WORK REQUEST: Only the lines from the one containing "[Doc] Fix invalid json data" to the end of the data are wanted; print them exactly as they appear.

RECORDS START

PR #685, opened 2017-06-20
[Doc] Fix invalid json data

hiroyuki-sato:
Fix invalid JSON data in the built-in document. 
It's inconvenient to test the Embulk.


hiroyuki-sato:
@muga @dmikurube, Please take a look when you can.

RECORDS END

OUTPUT FOR THIS EXERCISE:
[Doc] Fix invalid json data

hiroyuki-sato:
Fix invalid JSON data in the built-in document. 
It's inconvenient to test the Embulk.


hiroyuki-sato:
@muga @dmikurube, Please take a look when you can.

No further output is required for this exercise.